[Entries taken from a collection]
=-=-=-=-=

PR #832, opened 2024-03-07
Add more Tentacle Manager unit tests

raynhamdev:
# Background

Before enabling Tentacle Manager to build on ,NET 6, we had added some happy path tests to ensure core functionalities should be working after the migration.

[sc-72557]

# Results

More use cases are now tested, such as:
- Reinstall, restart, start, stop an existing Tentacle instance.
- Create and install a new Tentacle instance
- Setting up a polling tentacle with server registration being skipped.
- Dynamically hide proxy tab when creating a polling tentacle instance.

# How to review this PR

Quality :heavy_check_mark:

# Pre-requisites


source/Octopus.Manager.Tentacle.Tests/WizardFixtures/SetupTentacleWizardFixture.cs
```diff
@@ -70,6 +70,61 @@ public void WhenSettingUpPollingTentacle_ScriptShouldBeCorrectlyGenerated()
             script.Should().Be(expectedOutput);
         }
         
+        [Test]
+        public void WhenSettingUpPollingTentacle_AndServerRegistrationIsSkipped_ScriptShouldBeCorrectlyGenerated()
```
acodrington, line 74: I don't think skipping the registration is supported.

The `TentacleActiveDetailsTab` control does not enable the skip button, which means that the `SkipServerRegistration` property will never be set to `true` as [this happens as part of the `OnSkip` handler](https://github.com/OctopusDeploy/OctopusTentacle/blob/964282f313065081392018917f44d0fe75343897/source/Octopus.Manager.Tentacle/TentacleConfiguration/SetupWizard/Views/TentacleActiveDetailsTab.xaml.cs#L32).

Rather than add a test for functionality that has been deprecated, I think it would be better to add a TODO to remove the skip server registration functionality.

Adding a test implies that this functionality is important and should work, when in fact it just hasn't been cleaned up properly. We don't want to pay the cost of maintaining functionality and test code for a feature we never use.

source/Octopus.Manager.Tentacle.Tests/ConfiguringTentacleServiceFixture.cs
```diff
@@ -0,0 +1,112 @@
...
+        {
+            // Arrange
+            var model = CreateTestTentacleManagerViewModel();
+            
+            // Act
+            var script = model.ServiceWatcher.GetRepairCommands().ToCommandLineString();
+
+            // Assert
+            var pathToTentacleExe = $"\"{CommandLinePath}\"";
+            var expectedOutput = $"{pathToTentacleExe} service --instance \"{model.InstanceName}\" --stop" +
```
acodrington, line 65: The multiple string concatenations feels a bit messy. Can we update to use a `StringBuilder` instead?

acodrington (changes requested):
This is mostly fine, but I think we should remove that test and add a TODO before merging.

.gitignore
```diff
@@ -54,3 +54,17 @@ _test
...
+
+build/.idea/.idea.build.dir/.idea/projectSettingsUpdater.xml
+
+build/.idea/.idea.build.dir/.idea/vcs.xml
+
+build/.idea/.idea.build.dir/.idea/workspace.xml
+
+installer/.idea/.idea.Installer/.idea/projectSettingsUpdater.xml
+
+installer/.idea/.idea.Installer/.idea/workspace.xml
```
acodrington, line 70: I'm nitpicking a bit now, but could you please update these lines to this:

`**/.idea/*`

That should exclude all the same files, and ensure that any new `.idea` files are also excluded. Better double-check that the the ignore still works correctly though, I'm not :100: about the syntax

acodrington (approved):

=-=-=-=-=

Work instructions: Print every line of the records exactly. Omit nothing.

Exercise solution:
PR #832, opened 2024-03-07
Add more Tentacle Manager unit tests

raynhamdev:
# Background

Before enabling Tentacle Manager to build on ,NET 6, we had added some happy path tests to ensure core functionalities should be working after the migration.

[sc-72557]

# Results

More use cases are now tested, such as:
- Reinstall, restart, start, stop an existing Tentacle instance.
- Create and install a new Tentacle instance
- Setting up a polling tentacle with server registration being skipped.
- Dynamically hide proxy tab when creating a polling tentacle instance.

# How to review this PR

Quality :heavy_check_mark:

# Pre-requisites


source/Octopus.Manager.Tentacle.Tests/WizardFixtures/SetupTentacleWizardFixture.cs
```diff
@@ -70,6 +70,61 @@ public void WhenSettingUpPollingTentacle_ScriptShouldBeCorrectlyGenerated()
             script.Should().Be(expectedOutput);
         }
         
+        [Test]
+        public void WhenSettingUpPollingTentacle_AndServerRegistrationIsSkipped_ScriptShouldBeCorrectlyGenerated()
```
acodrington, line 74: I don't think skipping the registration is supported.

The `TentacleActiveDetailsTab` control does not enable the skip button, which means that the `SkipServerRegistration` property will never be set to `true` as [this happens as part of the `OnSkip` handler](https://github.com/OctopusDeploy/OctopusTentacle/blob/964282f313065081392018917f44d0fe75343897/source/Octopus.Manager.Tentacle/TentacleConfiguration/SetupWizard/Views/TentacleActiveDetailsTab.xaml.cs#L32).

Rather than add a test for functionality that has been deprecated, I think it would be better to add a TODO to remove the skip server registration functionality.

Adding a test implies that this functionality is important and should work, when in fact it just hasn't been cleaned up properly. We don't want to pay the cost of maintaining functionality and test code for a feature we never use.

source/Octopus.Manager.Tentacle.Tests/ConfiguringTentacleServiceFixture.cs
```diff
@@ -0,0 +1,112 @@
...
+        {
+            // Arrange
+            var model = CreateTestTentacleManagerViewModel();
+            
+            // Act
+            var script = model.ServiceWatcher.GetRepairCommands().ToCommandLineString();
+
+            // Assert
+            var pathToTentacleExe = $"\"{CommandLinePath}\"";
+            var expectedOutput = $"{pathToTentacleExe} service --instance \"{model.InstanceName}\" --stop" +
```
acodrington, line 65: The multiple string concatenations feels a bit messy. Can we update to use a `StringBuilder` instead?

acodrington (changes requested):
This is mostly fine, but I think we should remove that test and add a TODO before merging.

.gitignore
```diff
@@ -54,3 +54,17 @@ _test
...
+
+build/.idea/.idea.build.dir/.idea/projectSettingsUpdater.xml
+
+build/.idea/.idea.build.dir/.idea/vcs.xml
+
+build/.idea/.idea.build.dir/.idea/workspace.xml
+
+installer/.idea/.idea.Installer/.idea/projectSettingsUpdater.xml
+
+installer/.idea/.idea.Installer/.idea/workspace.xml
```
acodrington, line 70: I'm nitpicking a bit now, but could you please update these lines to this:

`**/.idea/*`

That should exclude all the same files, and ensure that any new `.idea` files are also excluded. Better double-check that the the ignore still works correctly though, I'm not :100: about the syntax

acodrington (approved):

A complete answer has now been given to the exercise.